Se mira las yemas de los dedos, manchadas de rojo. Extiende el palo a Wenceslao, que lo agarra, mirándolo mudo y pálido, y sacando un pañuelo rotoso del bolsillo trasero del pantalón trata de secarse la sangre de la herida. El pañuelo se mancha de rojo y la herida se perla otra vez de gotitas rojas y brillantez. El padre se seca los dedos con el pañuelo y vuelve a guardárselo en el bolsillo trasero del pantalón. Por un momento la mancha en la sien derecha refulge en medio de la opacidad pesada que produce en las cosas de ese universo limitado la filtración constante de la niebla, colándose por todo intersticio.

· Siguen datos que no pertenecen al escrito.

PR #44, opened 2023-03-14
tema5 draft

914-Mereu-Bianca:


readWrite/ReadWrite.cpp
```diff
@@ -1,28 +1,29 @@
 #include "ReadWrite.h"
 
-ReadWrite::ReadWrite(Repository &_repository) : repository(_repository)
-{
+ReadWrite::ReadWrite(std::ostream &out_) : out(out_) {
+    if(!out)
+        throw std::runtime_error("Cannot open file");
```
marisvali, line 5: You use ReadWrite to write to console as well, so the error message isn't exactly right.

main.cpp
```diff
@@ -1,19 +1,91 @@
...
+    std::unique_ptr<ReadWrite> file_printer = std::make_unique<ReadWriteStore>(out, store);
+    file_printer->write();
 
-    r.add(Product("salad", 25));
+    std::unique_ptr<ReadWrite> console_p = std::make_unique<ReadWriteStore>(std::cout, store);
+    console_p->write();
 
-    rw.write();
+    std::unique_ptr<ReadWrite> print_c3 = std::make_unique<ReadWriteCustomer>(out, c3);
+    print_c3->write();
```
marisvali, line 90: It would be nice to create a situation where the ReadWrite hierarchy has a point. Why do we want to be able to treat ReadWriteStore and ReadWriteCustomer objects as if they're the same type (ReadWrite)? For products it makes sense, the store wants to handle a collection of products in a uniform way instead of having a separate container for each type of product. Currently the ReadWrite hierarchy doesn't have an obvious point.

store/Store.cpp
```diff
@@ -0,0 +1,85 @@
...
+
+    auto it = inventory.find(prod);   
+
+    if (it->second == quantity)
+        inventory.erase(prod);
+    else
+        it->second -= quantity;
+
+    income += money_spent;
+}
```
marisvali, line 80: This method doesn't work unless someone has a pointer to the object originally added in the inventory, or they call Store::getProduct first. Both are not ok, a better design should be possible.

store/Store.cpp
```diff
@@ -0,0 +1,85 @@
...
+        inventory = std::move(s.inventory);
+    }
+    return *this;
+}
+
+Store::~Store() {}
+
+bool Store::existProduct(std::shared_ptr<Product> prod, int quantity)
+{
+    for (auto &[first, second] : this->inventory)
```
marisvali, line 42: This does solve the problem of looking up objects by their address, not their value. But now the map doesn't offer any advantage. It's more efficient to hold everything in a std::vector if you're going to go through it every time you need an object.

store/Store.cpp
```diff
@@ -0,0 +1,85 @@
...
+    {
+        if (*first == *prod)
+            if (second < quantity)
+                throw std::invalid_argument("The store has only " + std::to_string(second) + " pieces of the required product");
+            else
+                return first;
+    }
+    throw std::invalid_argument("The product was not found");
+}
```
marisvali, line 67: This method shouldn't exist. If I want to check that a product is available, I use existProduct. If I want to retrieve a product, I use purchase. If you were to keep the current system with the map, it would be best to just put this logic in Store::purchase.

store/Store.h
```diff
@@ -0,0 +1,37 @@
...
+
+    bool existProduct(std::shared_ptr<Product> prod, int quantity);
+    std::shared_ptr<Product> const getProduct(std::shared_ptr<Product> prod, int quantity);
+    void purchase(std::shared_ptr<Product> prod, int quantity, double money_spent);
+
+    bool operator==(Store const &s) const;
+
+private:
+    double income;
+    std::unordered_map<std::shared_ptr<Product>, int> inventory;
```
marisvali, line 34: This can be made to work well, technically. Cristi even gave an idea about using the KeyEqual in the unordered_map declaration (https://en.cppreference.com/w/cpp/container/unordered_map):
template <
    class Key,
    class T,
    class Hash = [std::hash]
    class KeyEqual = [std::equal_to]
>

However, this design shows a more philosophical flaw. You identify products by the Product class. Each product is identified by its name and price. And if in the future we add producer, weight and size, someone who wants to ask for a "chocolate pudding" must know the price, producer, weight and size. The actual problem is that you're using Product for two purposes: as an identifier for a product type and as a source of information about the product type. These are different things. The store wants to keep information about each product type, that's one thing. The store and the customers want to talk about products using some sort of identifier. That's another thing. The individual products themselves could also be called Product, but that's yet another concept (it could be required if each food item needs an individual expiration date, for example). If you watch the previous presentation there's a more in-depth discussion about exactly this topic.

store/Store.cpp
```diff
@@ -0,0 +1,85 @@
...
+    else
+        it->second -= quantity;
+
+    income += money_spent;
+}
+
+bool Store::operator==(Store const &s) const
+{
+    return income == s.income and inventory == s.inventory;
+}
```
marisvali, line 85: Same as the default implementation, remove it.

store/Store.h
```diff
@@ -0,0 +1,37 @@
...
+class Store
+{
+
+public:
+    Store(int _income, std::unordered_map<std::shared_ptr<Product>, int> _inventory);
+
+    Store(const Store &s);
+    Store(Store &&s) noexcept;
+    Store &operator=(const Store &s);
+    Store &operator=(Store &&s) noexcept;
```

Después su refulgencia se apaga, y la mancha rojiza se aviene a la opacidad vaga del resto.

– Es una rama -dice el padre-. Entonces no era por aquí.

Ahora que no se oye ni el chapoteo rítmico de los remos, cuyo susurro había persistido hasta un momento antes, como una cuña afilada penetrando en la masa espesa del silencio, Wenceslao siente que el temblor de las rodillas le sube hasta el estómago.

– Espérame aquí -dice de pronto, el padre-. Es mejor que vaya solo. Cuando empiece a abrirse la niebla te vas para la canoa.

Wenceslao está por decir algo pero no lo dice. El padre lo mira un momento y después lo palmea en el brazo. "Linda manera de empezar", dice, riéndose. "Pórtese como un hombre", dice, dándose vuelta. Saca el palo de entre sus manos dóciles y se aleja. Wenceslao se mira el brazo en el que él lo ha palmeado y ve sobre la tela de la camisa dos manchas borrosas de sangre. La figura del padre pierde otra vez, de un modo gradual, los relieves, y la voz que viene desde los manchones oscuros que van borrándose repercute indiferente y remota. "No te muevas. No tengas miedo", dice. "No", dice Wenceslao, pero sabe que no lo han oído.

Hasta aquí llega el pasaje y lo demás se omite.